This is a set of three tasks, given for the purpose of recruitment to CSD Robocon NITK.
- Milestone-1: Make the bot move in circles of three random radii.
- Milestone-2: Implement localization without using API functions
getObjectPosition()andgetObjectOrientation(). - Milestone-3: Implement control system and navigate through the waypoints.
This project uses openCV-python to analyze the visual sensor data, and determine the position, orientation and thus path progress of the bot. With the locations of the waypoints fed to the bot, it uses p-system or proportionality system with angular error to orient itself towards the next waypoint.
Axes:
Orientation is 0 deg when the bot is exactly opposite of the default starting orientation, thus starting orientation is 180 deg. Angle increases upon rotating clockwise.
Unfortunately, I couldn't complete the implementation within the given time frame. Here's the logic I would go ahead with given about a day or so more:
- We pass as a list the waypoints to the robot
- The robot has its own orientation: o1, given from the AruCo tracking system; and the orientation needed to reach the next waypoint: o2, calculated from the list of waypoints.

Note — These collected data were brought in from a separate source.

PR #9590, opened 2019-07-16
Fix #9559: benchspritesort is broken after #8481

### LINKED ISSUE #9559: benchspritesort got broken in #8481
```
$ ./openrct2 benchspritesort out/usr/local/share/openrct2/title/titleseq/CocoaBayou.sv6 --benchmark_min_time=0.1
INFO[../src/openrct2/cmdline/BenchSpriteSort.cpp:74 (extract_paint_session)]: Starting...
INFO[../src/openrct2/cmdline/BenchSpriteSort.cpp:128 (extract_paint_session)]: Obtaining sprite data...
INFO[../src/openrct2/cmdline/BenchSpriteSort.cpp:134 (extract_paint_session)]: Got 0 paint sessions.
2019-07-13 16:37:10
Run on (4 X 1500 MHz CPU s)
Load Average: 0.14, 2.24, 3.73
***WARNING*** CPU scaling is enabled, the benchmark real time measurements may be noisy and will incur extra overhead.
---------------------------------------------------------------------
Benchmark           Time             CPU   Iterations UserCounters...
---------------------------------------------------------------------
baseline         2175 ns         1987 ns        70500 items_per_second=503.291k/s
$
```

#8481 broke benchmarking with `benchspritesort` (https://github.com/OpenRCT2/OpenRCT2/pull/8458)

janisozaur:
This takes multithreading into account as well

### DIFF
--- a/src/openrct2/interface/Viewport.cpp
+++ b/src/openrct2/interface/Viewport.cpp
@@ -833,27 +833,27 @@ static void record_session(const paint_session* session, std::vector<paint_sessi
     // This is done to extract the session for benchmark.
     // Place the copied session at provided record_index, so the caller can decide which columns/paint sessions to copy; there
     // is no column information embedded in the session itself.
-    if (recorded_sessions != nullptr)
-    {
-        (*recorded_sessions)[record_index] = (*session);
-        paint_session* session_copy = &recorded_sessions->at(record_index);
+    (*recorded_sessions)[record_index] = (*session);
+    paint_session* session_copy = &recorded_sessions->at(record_index);
 
-        // Mind the offset needs to be calculated against the original `session`, not `session_copy`
-        for (auto& ps : session_copy->PaintStructs)
-        {
-            ps.basic.next_quadrant_ps = (paint_struct*)(ps.basic.next_quadrant_ps ? int(ps.basic.next_quadrant_ps - &session->PaintStructs[0].basic) : std::size(session->PaintStructs));
-        }
-        for (auto& quad : session_copy->Quadrants)
-        {
-            quad = (paint_struct*)(quad ? int(quad - &session->PaintStructs[0].basic) : std::size(session->Quadrants));
-        }
+    // Mind the offset needs to be calculated against the original `session`, not `session_copy`
+    for (auto& ps : session_copy->PaintStructs)
+    {
+        ps.basic.next_quadrant_ps = (paint_struct*)(ps.basic.next_quadrant_ps ? int(ps.basic.next_quadrant_ps - &session->PaintStructs[0].basic) : std::size(session->PaintStructs));
+    }
+    for (auto& quad : session_copy->Quadrants)
+    {
+        quad = (paint_struct*)(quad ? int(quad - &session->PaintStructs[0].basic) : std::size(session->Quadrants));
     }
 }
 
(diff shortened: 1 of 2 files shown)


src/openrct2/interface/Viewport.cpp
```diff
@@ -836,9 +836,26 @@ void viewport_render(
...
 
-static void viewport_fill_column(paint_session* session)
+static void viewport_fill_column(paint_session* session, std::vector<paint_session>* sessions, size_t index)
 {
     paint_session_generate(session);
+    // Perform a deep copy of the paint session, use relative offsets.
+    // This is done to extract the session for benchmark.
+    if (sessions != nullptr)
+    {
+        (*sessions)[index] = (*session);
```
ZehMatt: I think it would be better to move the code into a new function to better separate the testing code out visibly.

src/openrct2/interface/Viewport.cpp
```diff
@@ -937,6 +954,11 @@ void viewport_paint(
 
     // Splits the area into 32 pixel columns and renders them
     size_t index = 0;
+    uint16_t column_count = (rightBorder - floor2(dpi1.x, 32)) / 32 + 1;
```
ZehMatt: This should be only done when sessions != nullptr otherwise unused.

src/openrct2/interface/Viewport.cpp
```diff
@@ -836,9 +836,26 @@ void viewport_render(
 #endif
 }
 
-static void viewport_fill_column(paint_session* session)
+static void viewport_fill_column(paint_session* session, std::vector<paint_session>* sessions, size_t index)
```
ZehMatt: The thing between session and sessions is unclear the same applies to the index, would be better to give it more concrete names.

src/openrct2/interface/Viewport.cpp
ZehMatt: You can also copy it after getting session_copy

janisozaur:
Hey @ZehMatt can you take another look? I addressed all your comments

src/openrct2/interface/Viewport.cpp
```diff
@@ -827,9 +827,33 @@ void viewport_render(
...
 }
 
-static void viewport_fill_column(paint_session* session)
+static void record_session(const paint_session* session, std::vector<paint_session>* recorded_sessions, size_t record_index)
+{
+    // Perform a deep copy of the paint session, use relative offsets.
+    // This is done to extract the session for benchmark.
+    // Place the copied session at provided record_index, so the caller can decide which columns/paint sessions to copy; there
+    // is no column information embedded in the session itself.
+    if (recorded_sessions != nullptr)
```
ZehMatt: Makes more sense to check that before the call, also have you forgotten our coding style by now 😄

janisozaur: Yeah, I figured as this is TU-local function I would rather put this check inside, since all our builds use LTO anyway and not clobber up the caller. I'll update it if that's what you prefer.

Tha clang-format check passes, do you have anything else in mind?

ZehMatt: Looks otherwise good. The reason why I want the check moved is that you can avoid the call and it makes it more clear.

janisozaur: Updated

- The robot utilizes PID or a similar damping error correction system to match o1 with o2 while commuting.
- Upon reaching the waypoint (within a given tolerance vicinity), o2 is updated and we go to step 3, except when the waypoint is the goal.
The error correction system has some detail to it, which I couldn't manage implementing due to shortage of time.
- I finally got the control system figured out. It is a p-system, and uses only proportionality for error correction.
- Orientation system has been changed. Now starting orientation is 90 degrees, 0 degrees being bot facing way point 2 from way point 1.